Koolanooka wattle
- Conservation status: Priority One — Poorly Known Taxa (DEC)

Scientific classification
- Kingdom: Plantae
- Clade: Tracheophytes
- Clade: Angiosperms
- Clade: Eudicots
- Clade: Rosids
- Order: Fabales
- Family: Fabaceae
- Subfamily: Caesalpinioideae
- Clade: Mimosoid clade
- Genus: Acacia
- Species: A. muriculata
- Binomial name: Acacia muriculata Maslin & Buscumb

= Acacia muriculata =

- Genus: Acacia
- Species: muriculata
- Authority: Maslin & Buscumb
- Conservation status: P1

Species of legume

Acacia muriculata, commonly known as Koolanooka wattle, is a shrub belonging to the genus Acacia and the subgenus Phyllodineae that is endemic to a small area of south western Australia.

==Description==
The multi-branched obconic shrub typically grows to a height of 1 to 2 m. It is intricately branched with moderately sized ribs with caducous hairs and 2 to 4 mm long stipules with thickened bases and maroon red or dull brown coloured new shoots. Like most species of Acacia it has phyllodes rather than true leaves. The grey-green to blue-green coriaceous phyllodes are wide spreading, usually with a narrowly oblong to oblong-elliptic shape and a coarsely pungent tip The shallowly recurved phyllodes are 20 to 45 mm in length and 4 to 10 mm wide and have a prominent yellowish midrib. It blooms between September and October and possibly as late as November producing simple inflorescences is found singly or in pairs on a 1 to 6 mm long raceme with densely packed spherical flower-heads that contain 26 to 50 light golden coloured flowers.

==Taxonomy==
The species was first formally described by the botanists Bruce Maslin and Carrie Buscumb in 2007 as a part of the work Two new species of Acacia (Leguminosae: Mimosoideae) from the Koolanooka Hills in the northern wheatbelt region of south-west Western Australia as published in the journal Nuytsia.
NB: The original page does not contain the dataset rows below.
PR #501, opened 2020-05-12
Update default emscripten cache directory

sbc100:
Now that emscripten uses an in-tree cache directory there is no
need to copy the pre-built libraries around.
    
See: https://github.com/WebAssembly/waterfall/pull/644
    
Also for the sake of older versions of emscripten explictly set
EM_CACHE environment variable to point to the in-tree cache
directory.

### DIFF
--- a/emsdk.py
+++ b/emsdk.py
@@ -2433,6 +2433,7 @@ def copy_pregenerated_cache(tools_to_activate):
       em_cache_dir = os.path.join(config['EMSCRIPTEN_ROOT'], 'cache')
       break
   else:
+    debug_print('Not copying pregenerated libaries (no EMSCRIPTEN_ROOT found)')
     return
 
   # If we found an EMSCRIPTEN_ROOT look for any tools that include
--- a/emsdk.py
+++ b/emsdk.py
@@ -1455,7 +1455,6 @@ def generate_dot_emscripten(active_tools):
   if embedded:
     cfg += 'import os\n'
     cfg += "emsdk_path = os.path.dirname(os.environ.get('EM_CONFIG')).replace('\\\\', '/')\n"
-    cfg += "CACHE = '%s'\n" % sdk_path('.emscripten_cache')
 
   # Different tools may provide the same activated configs; the latest to be
   # activated is the relevant one.
@@ -1490,11 +1489,9 @@ JS_ENGINES = [NODE_JS]
   with open(dot_emscripten_path(), "w") as text_file:
     text_file.write(cfg)
 
-  # Clear old cached emscripten content.
+  # Clear old emscripten content.
   try:
-    remove_tree(os.path.join(emscripten_config_directory, ".emscripten_cache"))
     os.remove(os.path.join(emscripten_config_directory, ".emscripten_sanity"))
-    os.remove(os.path.join(emscripten_config_directory, ".emscripten_cache__last_clear"))
   except:
     pass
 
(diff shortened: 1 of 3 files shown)


emsdk.py
```diff
@@ -2448,24 +2447,25 @@ def run_emcc(tools_to_activate):
...
 def copy_pregenerated_cache(tools_to_activate):
   for tool in tools_to_activate:
     pregenerated_cache = getattr(tool, 'pregenerated_cache', None)
     if not pregenerated_cache:
       continue
+    config = {}
+    for specific_cfg in tool.activated_config().split(';'):
+      name, value = specific_cfg.split('=')
+      config[name] = value.strip("'")
+    cache_root = os.path.join(config['EMSCRIPTEN_ROOT'], 'cache')
```
kripken, line 2461: I am slightly worried to not see a utility function for this (getting a key from the config in an activated config) - is there maybe another way to do this? or why has this never been needed before?

regardless it would be nice to put this in a utility function, so the code is easier to read i think.

sbc100: I found a way nicer solution which is just to remove this function :)

emsdk.py
```diff
@@ -2628,15 +2597,14 @@ def construct_env(tools_to_activate, permanent):
...
-    em_cache_dir = sdk_path('.emscripten_cache')
-    if to_unix_path(os.environ.get('EM_CACHE', '')) != to_unix_path(em_cache_dir):
-      env_vars_to_add += [('EM_CACHE', em_cache_dir)]
-    mkdir_p(em_cache_dir)
 
   for tool in tools_to_activate:
+    config = tool.activated_config()
+    if 'EMSCRIPTEN_ROOT' in config:
+      # For older emscripten versions that don't use this default we export
+      # EM_CACHE.
```
kripken, line 2605: don't all configs have `EMSCRIPTEN_ROOT`?

but regardless I'm confused here. if that's in the config, does that mean this config "doesn't use this default" - ? I'm not sure how to understand that phrase and connect it to this code.

sbc100: Regarding the first point.  No EMSCRIPTEN_ROOT doesn't always exists. For example if you just install a single tool:

```
./emsdk install node-12.9.1-64bit,
./emsdk activate node-12.9.1-64bit,
./emsdk_env.sh
```

To answer the second point:

New emscripten: Uses in-tree cache by default
Old emscripten: Needs to be told to use in-tree case via EM_CACHE environment variable.

In neither case is that CACHE or EM_CACHE part of the activated_config.

kripken: I see, thanks!

sbc100:
This change is more focused now, and its compatible with SDK build both before and after the pre-built libraries were moved.

scripts/test.py
```diff
@@ -158,12 +157,10 @@ def run_emsdk(cmd):
 
 print('test tot-upstream')
 run_emsdk('install tot-upstream')
-assert not os.path.exists(LIBC)
```
kripken, line 161: why can't we check this any more?

sbc100: Sorry I should have explained.  This sequence of assert was checking the "activate" re-installs libraries in the cache.

However, in the now model there is no "install into cache step".   The cache is just part of the tar archive.. which means if you want to restore the cache after a `--clear-cache` you need to for a re-install from the tar archive (or just let it get built on demand).

PR #502, opened 2020-05-13
Refactor such that Tool.activated_config returns a map. NFC

sbc100:
Split out from #501


sbc100:
The test failure here is unrealted.  Its due to the fact the current tot build don't include the libraries in the expected location anymore.  It will be fixed by #501.

PR #810, opened 2021-05-03
Add warning to those using `master` branch

sbc100:
See #805

### DIFF
--- a/emsdk.py
+++ b/emsdk.py
@@ -2842,6 +2842,18 @@ def expand_sdk_name(name, activating):
 
 
 def main(args):
+
+  if is_emsdk_sourced_from_github():
+    # This code only exists on the master branch
+    errlog('****')
+    errlog('Warning: You appear to be using the `master` branch of emsdk.')
+    errlog('We recently made the switch to using `main`')
+    errlog('In order to continue to receive updates you will need to make the switch locally too.')
+    errlog('For normal clones without any local branches simply running the following command should be enough:')
+    errlog('  `git checkout main`')
+    errlog('For more information see https://github.com/emscripten-core/emsdk/issues/805')
+    errlog('****')
+
   if not args:
     errlog("Missing command; Type 'emsdk help' to get a list of commands.")
     return 1


emsdk.py
```diff
@@ -2842,6 +2842,18 @@ def expand_sdk_name(name, activating):
...
 def main(args):
+
+  if is_emsdk_sourced_from_github():
+    # This code only exists on the master branch
+    errlog('****')
+    errlog('Warning: You appear to be using the `master` branch of emsdk.')
+    errlog('We recently made the switch to using `main`')
+    errlog('In order to continue to receive updates will need to make the switch locally too.')
+    errlog('For trivial checkouts simply running the following command should be enough:')
+    errlog('  `git checkout origin/main`')
```
kripken, line 2853: why `origin/main` instead of `main`?

kripken (commented):
Looks like this PR is targeted to `main` - should be `master`.

emsdk.py
sbc100: `main` does not exist after a fetch.. only `origin/main` exists at that point..

I guess `git checkout` does automatically create local branches based on remote ones do `git check main` will technically work.   Maybe I'm biased because I tend to always qualify my banch names when I want to refer to a remote branch like this.

kripken: Yes, it will automatically create a local branch for it, that's why I think it's ok to do. It's what I always depend on myself.

Plain `main` seems closer to plain `master`. Also it will be closer to what a user gets on a fresh clone. That's why I think it's simpler.

sbc100: Yeah, I think you are right.   

I'm an anomaly because I never have local branch called `master` or `main` since I use `git rebase-update` all the time and it (quite rightly I guess) deletes any branch that are the same as their upstream branch (i.e. it assumed they have been merged).    Local `main` has no point to exist in this workflow as `origin/main` is the upstream target of any local branches.

emsdk.py
```diff
@@ -2842,6 +2842,18 @@ def expand_sdk_name(name, activating):
 
 
 def main(args):
+
+  if is_emsdk_sourced_from_github():
+    # This code only exists on the master branch
+    errlog('****')
+    errlog('Warning: You appear to be using the `master` branch of emsdk.')
+    errlog('We recently made the switch to using `main`')
+    errlog('In order to continue to receive updates will need to make the switch locally too.')
```
kripken, line 2851:
```suggestion
    errlog('In order to continue to receive updates you will need to make the switch locally too.')
```

emsdk.py
```diff
@@ -2842,6 +2842,18 @@ def expand_sdk_name(name, activating):
...
+    errlog('For trivial checkouts simply running the following command should be enough:')
+    errlog('  `git checkout main`')
+    errlog('For more complex use cases see https://github.com/emscripten-core/emsdk/issues/805')
+    errlog('****')
```
kripken, line 2855: I don't follow these lines. What is a "trivial checkout"? And more complex cases do not seem to be mentioned in that link?

sbc100: I meant if you don't have any local branches .. I can clarity.

kripken (approved):

PR #811, opened 2021-05-04
2.0.19

sbc100:


kripken (dismissed):

sbc100:
Also added LTO build so folks can try it out.

kripken:
Aside from the test failures this lgtm to land. (Even before the LTO one finishes all tests - we can remove it later if we want.)

kripken:
Actually, are the lto and non-lto versions identical in the DEPS they are built from?

sbc100:
> Actually, are the lto and non-lto versions identical in the DEPS they are built from?

Yup that is my understanding

kripken:
Yes, I verified they are identical now, sorry. I was misreading it before.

It is thought to be closely related to Acacia aculeiformis and Acacia botrydion.

==Distribution==
It is native to a small area near Morawa in the Mid West region of Western Australia where it is commonly situated on hill crests and slopes growing in soils over and around laterite and ironstone. It is usually found growing in loamy soils as a part of mallee shrubland communities.